Member of Parliament for Bogra-3
- In office 15 February 1996 – 12 June 1996
- Preceded by: Abdul Majid Talukdar
- Succeeded by: Abdul Majid Talukdar

Personal details
- Born: 8 January 1940 Rajshahi, Bengal, British India
- Died: 10 April 2019 (aged 79) Dhaka, Bangladesh
- Party: Bangladesh Nationalist Party

Military service
- Allegiance: Pakistan (before 1973); Bangladesh;
- Branch/service: Pakistan Army; Bangladesh Army;
- Years of service: 1963 – 1995
- Rank: Major General
- Unit: Corps of Electrical Mechanical Engineers
- Commands: Commandant of 902nd Central Workshop; Military Secretary to President; Chairman of Bangladesh Rural Electrification Board; Quartermaster general at Army Headquarters;
- Battles/wars: Indo-Pakistani war of 1965

= Golam Mawla =

Bangladeshi politician (1940–2019)

Golam Mawla (8 January 1940 – 10 April 2019) was a Bangladeshi two star military officer and politician who was a member of parliament elected from the Bogra-3 constituency in February 1996.

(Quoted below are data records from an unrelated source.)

Issue #15580, opened 2024-08-01
examples/network/https_client.py + cloudflare.com = OSError: 97


CardealRusso:
### Port, board and/or hardware

Unix

### Reproduction

https://raw.githubusercontent.com/micropython/micropython/master/examples/network/https_client.py

If i use cloudflare.com in place of google.com o get OSError: 97 Any tips?

dpgeorge:
It's because the `getaddrinfo()` is returning an IPv6 address as the first one.

To force IPv4 use:
```
ai = socket.getaddrinfo("cloudflare.com", 443, socket.AF_INET)
```

CardealRusso:
thanks

dpgeorge:
I've improved the examples in #15588, so they work with both IPv4 and IPv6.

PR #15588, opened 2024-08-03
examples/network: Improve HTTP client examples to work with IPv4 and IPv6, and add more comments

dpgeorge:
### Summary

The main changes here are to pass the address family and socket type to `getaddrinfo()`, and then use the result of the address lookup when creating the socket, so it has the correct address family.
    
This allows both IPv4 and IPv6 to work, because the socket is created with the correct AF_INETx type for the address.
    
Also add some more comments to the examples to explain what's going on.

And use `SSLContext` instead of `ssl.wrap_socket()` because the latter is deprecated (in CPython at least).
    
Fixes issue #15580.

### Testing

Tested on CPython (only `http_client.py` and `https_client.py`), MicroPython unix and Pico W.

### DIFF
--- a/examples/network/http_client.py
+++ b/examples/network/http_client.py
@@ -1,16 +1,35 @@
+# Very simple HTTP client example:
+# - Connects to a server.
+# - Sends a HTTP request.
+# - Reads the result.
+#
+# This example works in both MicroPython and CPython.
+#
+# To implement an HTTP client using less code, use mip to install the requests package:
+# https://github.com/micropython/micropython-lib/tree/master/python-ecosys/requests
+
 import socket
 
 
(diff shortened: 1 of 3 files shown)


projectgus (approved):
These changes look good!

The only other thing that I'd suggest is to add an extra comment along these lines to both examples:

```py
# To implement an HTTP client using less code, use mip to install the requests package:
# https://github.com/micropython/micropython-lib/tree/master/python-ecosys/requests
```

dpgeorge:
Thanks for the review.  I've added that comment to the HTTP and HTTPS client examples (not the non-blocking one, because that doesn't generalise to requests).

==Early life and education==
Mawla was born on 8 January 1940, in Rajshahi. He was the younger brother of former Justice Mohammad Gholam Rabbani. He obtained his B.Sc. in Electrical Engineering from the University of Engineering and Technology, Lahore, in the then West Pakistan.

== Career ==
===Military career===
Mawla enlisted in the Pakistan Military Academy in 1961 through the Electrical and Mechanical program and was commissioned in 1963 at the Corps of Electrical Mechanical Engineers. His initial parent unit was the 52nd EME Battalion, stationed at the then Quetta Cantonment, West Pakistan. At the eve of the Bangladesh Liberation War, he was promoted to the rank of major and was posted in Dacca Cantonment of then East Pakistan as the officer in charge of the 149th Infantry Workshop, but after the crackdown, he was sent to Saudi Arabia for training. On 13 December 1971, he was sent back to Pakistan and detained in Karachi Cantonment. He was repatriated to the Bangladesh Army in 1973. Mawla was then promoted to lieutenant colonel and served as the defence attaché at the embassy of Bangladesh in Saudi Arabia and then at the embassy of Bangladesh for Hong Kong as colonel. In 1989, Mawla was upgraded to the rank of brigadier general and appointed as the chairman of the Bangladesh Rural Electrification Board, which he tenured until 1991. He was later promoted to major general and designated as quartermaster general at Army Headquarters. On 9 September 1993, he was appointed as the military secretary to the president. He went on leave per retirement on 7 January 1995 while serving as the military secretary to the president.

===Political career===
Mawla was elected to parliament from Bogra-3 as a Bangladesh Nationalist Party candidate in the February 1996 Bangladeshi general election.

==Death==
Mawla died on 10 April 2019, aged 79, at the Combined Military Hospital in Dhaka.